PR #257, opened 2015-08-04
Add --since-tag, close 

### LINKED ISSUE #254: Generate change log since/due specific tag
Hi, is there a way to generate the log since a particular tag? The `--between-tags` option doesn't seem to allow this. I tried doing a hack where I used git to get the latest tag and then pass it to the `github_changelog_generator` command, but the output is different from what I expected. The `--between-tags` option seems to roll up all the pull requests in between into the later tag, instead of listing each tag in between. I did not expect that, but I assume that is the intended behavior?

raphink:
Fix #254

### DIFF
--- a/lib/github_changelog_generator/generator/generator_tags.rb
+++ b/lib/github_changelog_generator/generator/generator_tags.rb
@@ -56,8 +56,27 @@ module GitHubChangelogGenerator
     #
     # @return [Array]
     def get_filtered_tags(all_tags)
-      filtered_tags = filter_between_tags(all_tags)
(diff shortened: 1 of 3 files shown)


skywinder:
Hi, @raphink! Awesome addition!
Could you please add  basic tests for new method? It's should be quite similar to `filter_between_tags` method test: https://github.com/skywinder/github-changelog-generator/blob/master/spec/unit/generator/generator_tags_spec.rb#L17-L62
Then I'll be happy to merge it!
Related with #254.

PR #261, opened 2015-08-21
Fixed Readme, I think

dpwspoon:
I don't know where a 16 digit token comes from.  But the 40 digit token works.  So I think this is a typo.


dpwspoon:
Not sure why the huge diff. Github generated the pull request for me and all I changed was the "16 digit" line.   maybe something to do with spaces

skywinder:
Yep, you're right. Thanks!

PR #514, opened 2017-05-22
Sync for fix/ssl-default-pem

CDAGaming:
Synced Changes from Master


olleolleolle:
I take it these changes were of an experimental character.

I merged the pem PR to master, so, I'll close this PR.

CDAGaming:
👍 Well, these changes were removing specific versions from those files so it would always target latest @olleolleolle , but i can remake this pr to be compatible with master branch soon

olleolleolle:
The version specifiers used are there to ensure we do not accept any gems that are _too old_.

Are any of them bothering your builds?

CDAGaming:
@olleolleolle No, they aren't bothering my builds, though some of the gems could be updated as some are not on latest versions(Some a wee bit old), so i could adjust my New PR to target the more recently released Gems

PR #515, opened 2017-05-22
Dependencies Update

CDAGaming:
Remove Specific Versioning Targets to always target latest versions & Update to Latest Ruby Version


CDAGaming:
Closing to keep in sync with master aka swapping branches

PR #526, opened 2017-06-03
Remove all old credit lines in the output then add a new one

### LINKED ISSUE #507: Bug: Credit line about this project added more than once
Generated changelog files get  a "credit line" added at the end.

Such a "credit line" about this project **should only be added once**. Currently, it is always appended, whether needed or not.

Here is what one of those lines look like:

```
\* *This Change Log was automatically generated by [github_changelog_generator](https://github.com/skywinder/Github-Changelog-Generator)*
```

### Desired behavior

- Avoid adding more lines like it if it already exists
- If such a string (or strings, there can have been many) can be found at the end of the generated file, delete it before adding a new one

### Code to work with

Where to find the code that does it: https://github.com/skywinder/github-changelog-generator/blob/d551c3a1987f34f6d1b20e2c35bcdf52b9a827ab/lib/github_changelog_generator/generator/generator_generation.rb#L23

### Example in the wild

https://github.com/lynndylanhurley/devise_token_auth/commit/5be8770e1e43eeeedc2d94e89d24f6e8d902d0b5

Enether:
Removes all old credit lines in the log and adds a new one.

Fixes #507 (Edit: added this annotation)


Lucashuang0802:
@Enether @olleolleolle i guess #535 is more readable? I am opened to discuss. 😄

Enether:
@Lucashuang0802 
Desired behavior was:

- Avoid adding more lines like it if it already exists
- If such a string (or strings, there can have been many) can be found at the end of the generated file, delete it before adding a new one
As far as I can tell, yours doesn't cover the second point. Also, `if log.include? credit_line == false` is unclear in my opinion, there should be parentheses for maximum readability.

@olleolleolle What gives, why hasn't my pull request been reviewed for 25 days while his got reviewed in no time?

Lucashuang0802:
@Enether I think it is probably too many things that make the PR got lost. I just noticed the PR this morning. But, I would love to use your solution if that makes the case. 👍

Lucashuang0802:
@Enether As for the second point, why don't you think it does not cover? The logic from my PR is: if it does not contain, do nothing. So you do not have to remove and add.

Lucashuang0802:
@Enether You are indeed correct. 👍  And we fixed it in #542.

Enether:
@Lucashuang0802 What are you talking about? You linked #542, which is something completely unrelated regarding a typo. What the original issue describe were two points, the second of which 

> If such a string (or strings, there can have been many) can be found at the end of the generated file, delete it before adding a new one

This means, that if a couple of strings are at the end of the file (through previous mis-generations, before this issue was fixed), they would stay there. What the second point wants is to remove them and have only one stay at the end.

Lucashuang0802:
You made a good point on the previous mis-generations thing. But, would the program generate a new CHANGELOG file each execution? If so, I guess we don't need `gsub!`. Otherwise, yes your solution would solve the previous mis-generations thing.

Lucashuang0802:
@Enether I have tried to manually duplicate credit lines and run the program again. It looks like it overrides the current one. So, we don't need to concern previous mis-generations.

olleolleolle:
@enether Thanks for the contribution. 

It looks grand and being the exact thing that I wrote about when I had the brainwave to put it in an Issue. It's an improvement. 

I want it in. Currently my GitHub shows this PR as having conflicts. Can you solve them? If yes, please do that. If no, let me know and I'll do it.

PR #535, opened 2017-06-27
Credit line bug

Lucashuang0802:
Fix issue #507. @olleolleolle please give a review. 😃


olleolleolle:
Thanks! Is it possible to figure out a test for this?

lib/github_changelog_generator/generator/generator_generation.rb
```diff
@@ -21,7 +21,8 @@ def compound_changelog
 
       log += File.read(options[:base]) if File.file?(options[:base])
 
-      log += "\n\n\\* *This Change Log was automatically generated by [github_changelog_generator](https://github.com/skywinder/Github-Changelog-Generator)*"
+      credit_line = "\* *This Change Log was automatically generated by [github_changelog_generator](https://github.com/skywinder/Github-Changelog-Generator)*"
+      log += "\n\n\#{credit_line}" if log.include? credit_line == false
```
Lucashuang0802: @olleolleolle do you know where the extra '\'? Should it be `"\n\n#{credit_line}"`?

Lucashuang0802:
@olleolleolle perhaps we can check there is only one `credit_line` text the whole file. WDYT?

olleolleolle:
For an integration test approach:

- Generate a file CHANGELOG.md (or have a fixture file) which has 1 credit_line in it
- Re-generate with some data (not important what data, just enough so that the credit_line code will be used)
- Expect that only 1 credit line is in the resulting file

Then, as a follow-up (next) feature:


- Generate a file CHANGELOG.md (or have a fixture file) which has _2 credit_lines_ in it
- Re-generate with some data (not important what data, just enough so that the credit_line code will be used)
- Expect that only 1 credit line is in the resulting file

Issue #541, opened 2017-06-28
Credit line bug


Lord-Haji:
https://github.com/Necrobot-Private/NecroBot/commit/4ba9964d4008a63dad2290fd06c5cac760d54fd5#diff-4ac32a78649ca5bdd8e0ba38b7006a1e
```diff
-\* *This Change Log was automatically generated by [github_changelog_generator](https://github.com/skywinder/Github-Changelog-Generator)*
+#{credit_line}
```

Lucashuang0802:
@Lord-Haji @olleolleolle sorry for this buggy change. I will take a look. 😄

Lucashuang0802:
@Lord-Haji thanks for reporting. The change is in.

Lord-Haji:
@Lucashuang0802 Thanks!

PR #542, opened 2017-06-28
Update generator_generation.rb

Lucashuang0802:
Fix the syntax so `credit_line` is recognizable as a variable. #541

I have tested it and worked well. @olleolleolle


olleolleolle:
Maybe you can author a test-case for this change?

Lucashuang0802:
@olleolleolle yes, it is WIP. 😄

PR #501, opened 2017-05-15
Remove --between-tags option

Lucashuang0802:

PR #550, opened 2017-07-27
Fix section mapping, hiding untagged PRs, and hiding untagged issues

hunner:
This is a rebase and resubmission of #453 to pass rubocop/tests and remove `--between-tags` references because it was removed in #501


olleolleolle:
I am grateful for this reasoned careful change.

* Exercise
Which lines should be output? Exactly those from the first line of the data through the line containing "Synced Changes from Master", inclusive.

* Task result
PR #257, opened 2015-08-04
Add --since-tag, close 

### LINKED ISSUE #254: Generate change log since/due specific tag
Hi, is there a way to generate the log since a particular tag? The `--between-tags` option doesn't seem to allow this. I tried doing a hack where I used git to get the latest tag and then pass it to the `github_changelog_generator` command, but the output is different from what I expected. The `--between-tags` option seems to roll up all the pull requests in between into the later tag, instead of listing each tag in between. I did not expect that, but I assume that is the intended behavior?

raphink:
Fix #254

### DIFF
--- a/lib/github_changelog_generator/generator/generator_tags.rb
+++ b/lib/github_changelog_generator/generator/generator_tags.rb
@@ -56,8 +56,27 @@ module GitHubChangelogGenerator
     #
     # @return [Array]
     def get_filtered_tags(all_tags)
-      filtered_tags = filter_between_tags(all_tags)
(diff shortened: 1 of 3 files shown)


skywinder:
Hi, @raphink! Awesome addition!
Could you please add  basic tests for new method? It's should be quite similar to `filter_between_tags` method test: https://github.com/skywinder/github-changelog-generator/blob/master/spec/unit/generator/generator_tags_spec.rb#L17-L62
Then I'll be happy to merge it!
Related with #254.

PR #261, opened 2015-08-21
Fixed Readme, I think

dpwspoon:
I don't know where a 16 digit token comes from.  But the 40 digit token works.  So I think this is a typo.


dpwspoon:
Not sure why the huge diff. Github generated the pull request for me and all I changed was the "16 digit" line.   maybe something to do with spaces

skywinder:
Yep, you're right. Thanks!

PR #514, opened 2017-05-22
Sync for fix/ssl-default-pem

CDAGaming:
Synced Changes from Master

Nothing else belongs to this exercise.